# Your instructions
Look through the lines of the material and count those containing "rather". Give that count alone.

# Data
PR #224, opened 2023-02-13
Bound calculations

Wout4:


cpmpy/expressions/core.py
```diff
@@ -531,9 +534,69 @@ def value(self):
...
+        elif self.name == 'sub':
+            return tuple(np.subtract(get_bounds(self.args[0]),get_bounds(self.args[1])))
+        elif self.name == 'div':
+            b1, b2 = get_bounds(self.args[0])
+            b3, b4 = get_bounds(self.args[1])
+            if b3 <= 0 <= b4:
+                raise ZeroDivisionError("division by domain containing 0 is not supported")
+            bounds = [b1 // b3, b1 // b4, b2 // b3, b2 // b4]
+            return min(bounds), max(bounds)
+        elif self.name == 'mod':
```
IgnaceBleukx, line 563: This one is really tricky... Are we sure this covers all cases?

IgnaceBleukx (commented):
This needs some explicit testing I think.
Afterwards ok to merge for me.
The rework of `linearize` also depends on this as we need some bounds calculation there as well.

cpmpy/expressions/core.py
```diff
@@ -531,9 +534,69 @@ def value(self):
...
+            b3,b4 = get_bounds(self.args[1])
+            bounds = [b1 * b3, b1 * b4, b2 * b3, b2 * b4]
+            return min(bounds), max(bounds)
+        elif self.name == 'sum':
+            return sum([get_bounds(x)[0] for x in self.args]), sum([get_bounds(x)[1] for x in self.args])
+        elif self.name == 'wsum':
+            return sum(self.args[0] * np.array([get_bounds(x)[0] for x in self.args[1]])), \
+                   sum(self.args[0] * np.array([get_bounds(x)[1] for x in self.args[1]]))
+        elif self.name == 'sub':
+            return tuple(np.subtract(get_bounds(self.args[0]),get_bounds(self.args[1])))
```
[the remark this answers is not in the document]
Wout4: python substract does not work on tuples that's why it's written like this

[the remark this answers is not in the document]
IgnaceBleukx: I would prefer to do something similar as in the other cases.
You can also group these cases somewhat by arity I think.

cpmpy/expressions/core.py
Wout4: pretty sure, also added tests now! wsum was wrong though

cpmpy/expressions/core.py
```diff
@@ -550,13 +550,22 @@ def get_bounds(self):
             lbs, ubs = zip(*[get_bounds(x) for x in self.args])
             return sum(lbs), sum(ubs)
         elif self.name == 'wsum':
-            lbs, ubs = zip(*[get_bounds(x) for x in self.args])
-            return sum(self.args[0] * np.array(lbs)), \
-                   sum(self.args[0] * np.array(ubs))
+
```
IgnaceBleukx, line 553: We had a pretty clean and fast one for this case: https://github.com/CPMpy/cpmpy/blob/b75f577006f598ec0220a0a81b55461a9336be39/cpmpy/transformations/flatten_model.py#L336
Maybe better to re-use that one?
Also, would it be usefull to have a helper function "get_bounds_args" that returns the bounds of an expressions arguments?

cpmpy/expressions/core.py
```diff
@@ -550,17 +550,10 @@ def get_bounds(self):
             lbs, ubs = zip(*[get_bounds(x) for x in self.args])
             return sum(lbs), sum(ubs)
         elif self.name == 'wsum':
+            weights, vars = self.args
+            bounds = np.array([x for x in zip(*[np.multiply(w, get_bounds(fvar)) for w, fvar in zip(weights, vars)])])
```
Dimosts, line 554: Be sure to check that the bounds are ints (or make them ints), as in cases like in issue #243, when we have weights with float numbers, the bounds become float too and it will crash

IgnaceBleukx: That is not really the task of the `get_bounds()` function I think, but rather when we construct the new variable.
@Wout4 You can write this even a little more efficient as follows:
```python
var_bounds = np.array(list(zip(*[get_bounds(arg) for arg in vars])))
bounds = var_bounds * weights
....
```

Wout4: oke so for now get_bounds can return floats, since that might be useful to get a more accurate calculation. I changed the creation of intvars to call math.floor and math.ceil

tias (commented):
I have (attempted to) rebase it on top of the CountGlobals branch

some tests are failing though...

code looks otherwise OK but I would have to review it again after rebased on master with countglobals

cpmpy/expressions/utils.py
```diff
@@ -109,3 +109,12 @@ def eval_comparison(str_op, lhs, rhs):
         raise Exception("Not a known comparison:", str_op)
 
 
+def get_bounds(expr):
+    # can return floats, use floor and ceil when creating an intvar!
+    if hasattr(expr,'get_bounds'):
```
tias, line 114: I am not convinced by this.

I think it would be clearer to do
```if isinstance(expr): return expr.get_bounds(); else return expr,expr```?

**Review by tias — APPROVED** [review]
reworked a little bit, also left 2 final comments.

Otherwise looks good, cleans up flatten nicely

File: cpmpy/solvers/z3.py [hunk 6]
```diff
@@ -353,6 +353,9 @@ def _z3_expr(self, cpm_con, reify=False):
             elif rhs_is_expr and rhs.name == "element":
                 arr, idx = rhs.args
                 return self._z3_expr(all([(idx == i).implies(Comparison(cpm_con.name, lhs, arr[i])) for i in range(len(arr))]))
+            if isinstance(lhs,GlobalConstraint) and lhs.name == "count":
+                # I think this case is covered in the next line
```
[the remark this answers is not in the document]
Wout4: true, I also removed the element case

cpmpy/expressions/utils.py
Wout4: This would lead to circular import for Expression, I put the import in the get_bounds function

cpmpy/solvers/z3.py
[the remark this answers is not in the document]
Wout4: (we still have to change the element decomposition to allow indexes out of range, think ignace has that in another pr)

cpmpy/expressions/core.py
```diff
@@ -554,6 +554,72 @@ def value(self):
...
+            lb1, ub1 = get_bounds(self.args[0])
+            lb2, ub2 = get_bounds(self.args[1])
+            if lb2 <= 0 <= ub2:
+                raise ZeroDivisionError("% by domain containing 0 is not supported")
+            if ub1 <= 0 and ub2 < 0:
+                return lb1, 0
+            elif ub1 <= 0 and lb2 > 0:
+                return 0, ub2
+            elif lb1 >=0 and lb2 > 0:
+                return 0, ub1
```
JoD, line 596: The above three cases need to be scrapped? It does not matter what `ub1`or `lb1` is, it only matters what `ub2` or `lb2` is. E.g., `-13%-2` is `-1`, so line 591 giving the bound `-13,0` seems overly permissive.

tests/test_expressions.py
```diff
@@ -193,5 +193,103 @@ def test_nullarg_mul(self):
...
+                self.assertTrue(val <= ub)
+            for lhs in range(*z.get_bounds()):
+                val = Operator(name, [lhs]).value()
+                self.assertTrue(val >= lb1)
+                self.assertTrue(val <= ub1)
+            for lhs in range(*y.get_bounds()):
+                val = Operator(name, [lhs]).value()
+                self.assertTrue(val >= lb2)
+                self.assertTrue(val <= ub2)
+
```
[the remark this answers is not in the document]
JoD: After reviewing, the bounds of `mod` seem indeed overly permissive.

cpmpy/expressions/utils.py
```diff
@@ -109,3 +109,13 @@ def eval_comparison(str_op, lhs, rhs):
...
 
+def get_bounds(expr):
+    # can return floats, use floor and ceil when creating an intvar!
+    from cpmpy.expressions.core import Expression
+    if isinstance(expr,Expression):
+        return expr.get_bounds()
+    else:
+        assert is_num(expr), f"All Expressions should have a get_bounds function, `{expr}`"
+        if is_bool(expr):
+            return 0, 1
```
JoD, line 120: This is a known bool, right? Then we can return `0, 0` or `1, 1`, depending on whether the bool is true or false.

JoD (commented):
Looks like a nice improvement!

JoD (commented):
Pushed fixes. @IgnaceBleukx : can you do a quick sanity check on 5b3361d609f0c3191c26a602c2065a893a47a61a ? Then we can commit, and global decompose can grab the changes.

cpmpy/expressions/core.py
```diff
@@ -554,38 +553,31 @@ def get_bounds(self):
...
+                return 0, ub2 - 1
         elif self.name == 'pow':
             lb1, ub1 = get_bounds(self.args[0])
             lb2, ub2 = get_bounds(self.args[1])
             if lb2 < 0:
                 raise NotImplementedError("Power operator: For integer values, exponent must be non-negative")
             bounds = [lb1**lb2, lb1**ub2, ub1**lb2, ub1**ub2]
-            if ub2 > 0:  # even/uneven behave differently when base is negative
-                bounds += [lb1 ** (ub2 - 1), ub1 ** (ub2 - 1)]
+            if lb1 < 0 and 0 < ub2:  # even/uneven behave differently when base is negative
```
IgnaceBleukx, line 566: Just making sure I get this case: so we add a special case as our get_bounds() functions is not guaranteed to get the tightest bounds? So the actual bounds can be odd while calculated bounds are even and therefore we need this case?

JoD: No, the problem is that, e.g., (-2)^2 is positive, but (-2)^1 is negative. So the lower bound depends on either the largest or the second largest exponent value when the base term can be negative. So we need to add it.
---
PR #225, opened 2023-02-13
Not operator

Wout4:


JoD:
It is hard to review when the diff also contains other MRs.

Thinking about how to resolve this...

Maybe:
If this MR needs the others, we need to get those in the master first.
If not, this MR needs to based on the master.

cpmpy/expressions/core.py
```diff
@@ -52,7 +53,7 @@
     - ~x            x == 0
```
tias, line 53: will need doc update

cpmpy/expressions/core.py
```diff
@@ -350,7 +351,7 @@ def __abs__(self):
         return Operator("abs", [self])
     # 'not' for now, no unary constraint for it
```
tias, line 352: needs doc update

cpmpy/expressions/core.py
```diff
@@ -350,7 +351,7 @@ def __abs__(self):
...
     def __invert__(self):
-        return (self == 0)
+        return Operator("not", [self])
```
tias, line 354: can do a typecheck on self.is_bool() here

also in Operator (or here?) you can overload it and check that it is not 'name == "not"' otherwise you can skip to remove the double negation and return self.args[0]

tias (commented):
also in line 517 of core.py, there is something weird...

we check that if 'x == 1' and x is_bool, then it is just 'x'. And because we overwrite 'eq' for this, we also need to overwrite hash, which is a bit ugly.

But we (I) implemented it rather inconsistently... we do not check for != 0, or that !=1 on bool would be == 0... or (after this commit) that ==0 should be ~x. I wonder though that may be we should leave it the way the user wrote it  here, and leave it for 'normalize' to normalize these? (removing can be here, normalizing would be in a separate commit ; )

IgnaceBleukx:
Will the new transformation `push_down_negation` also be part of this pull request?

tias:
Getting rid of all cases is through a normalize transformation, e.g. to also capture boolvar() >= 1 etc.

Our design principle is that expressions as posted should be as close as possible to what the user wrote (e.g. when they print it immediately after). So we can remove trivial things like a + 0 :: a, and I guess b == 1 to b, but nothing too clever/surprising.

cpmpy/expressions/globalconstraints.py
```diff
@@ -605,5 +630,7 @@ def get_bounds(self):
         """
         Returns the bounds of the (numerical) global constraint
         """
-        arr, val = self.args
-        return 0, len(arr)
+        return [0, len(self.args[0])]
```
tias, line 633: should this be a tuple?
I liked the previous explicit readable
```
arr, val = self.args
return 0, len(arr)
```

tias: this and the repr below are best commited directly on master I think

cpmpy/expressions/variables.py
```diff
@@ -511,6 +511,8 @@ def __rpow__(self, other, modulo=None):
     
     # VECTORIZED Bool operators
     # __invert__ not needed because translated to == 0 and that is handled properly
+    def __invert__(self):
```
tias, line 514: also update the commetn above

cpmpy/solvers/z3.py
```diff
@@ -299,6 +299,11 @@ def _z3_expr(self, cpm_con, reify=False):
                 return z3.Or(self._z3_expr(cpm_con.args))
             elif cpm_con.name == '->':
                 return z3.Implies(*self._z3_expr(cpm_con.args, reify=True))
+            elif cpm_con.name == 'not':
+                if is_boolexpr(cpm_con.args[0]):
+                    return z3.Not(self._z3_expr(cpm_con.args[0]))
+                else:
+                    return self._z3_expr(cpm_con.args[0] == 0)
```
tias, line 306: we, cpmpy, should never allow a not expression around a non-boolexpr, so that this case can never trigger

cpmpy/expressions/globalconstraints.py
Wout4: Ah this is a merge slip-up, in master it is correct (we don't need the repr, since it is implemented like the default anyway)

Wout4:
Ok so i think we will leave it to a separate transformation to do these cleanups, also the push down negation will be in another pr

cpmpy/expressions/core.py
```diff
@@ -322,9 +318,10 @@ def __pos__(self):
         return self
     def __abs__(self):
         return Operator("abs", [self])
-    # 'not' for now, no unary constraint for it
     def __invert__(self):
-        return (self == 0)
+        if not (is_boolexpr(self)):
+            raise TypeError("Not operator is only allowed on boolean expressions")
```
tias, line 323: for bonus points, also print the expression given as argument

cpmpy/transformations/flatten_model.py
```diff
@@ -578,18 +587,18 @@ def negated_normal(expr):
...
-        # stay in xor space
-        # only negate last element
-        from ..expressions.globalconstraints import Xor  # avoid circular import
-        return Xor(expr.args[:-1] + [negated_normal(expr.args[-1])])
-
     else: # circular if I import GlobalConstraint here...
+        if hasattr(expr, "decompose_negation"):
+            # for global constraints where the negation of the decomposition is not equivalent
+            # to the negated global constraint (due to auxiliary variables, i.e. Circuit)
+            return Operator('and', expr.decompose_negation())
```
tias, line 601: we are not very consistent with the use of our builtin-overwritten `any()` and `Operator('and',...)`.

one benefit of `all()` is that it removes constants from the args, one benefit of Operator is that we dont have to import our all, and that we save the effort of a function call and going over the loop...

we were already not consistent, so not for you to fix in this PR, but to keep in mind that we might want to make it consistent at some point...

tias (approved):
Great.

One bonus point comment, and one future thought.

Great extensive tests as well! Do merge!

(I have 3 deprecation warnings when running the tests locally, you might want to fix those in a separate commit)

# Solution
2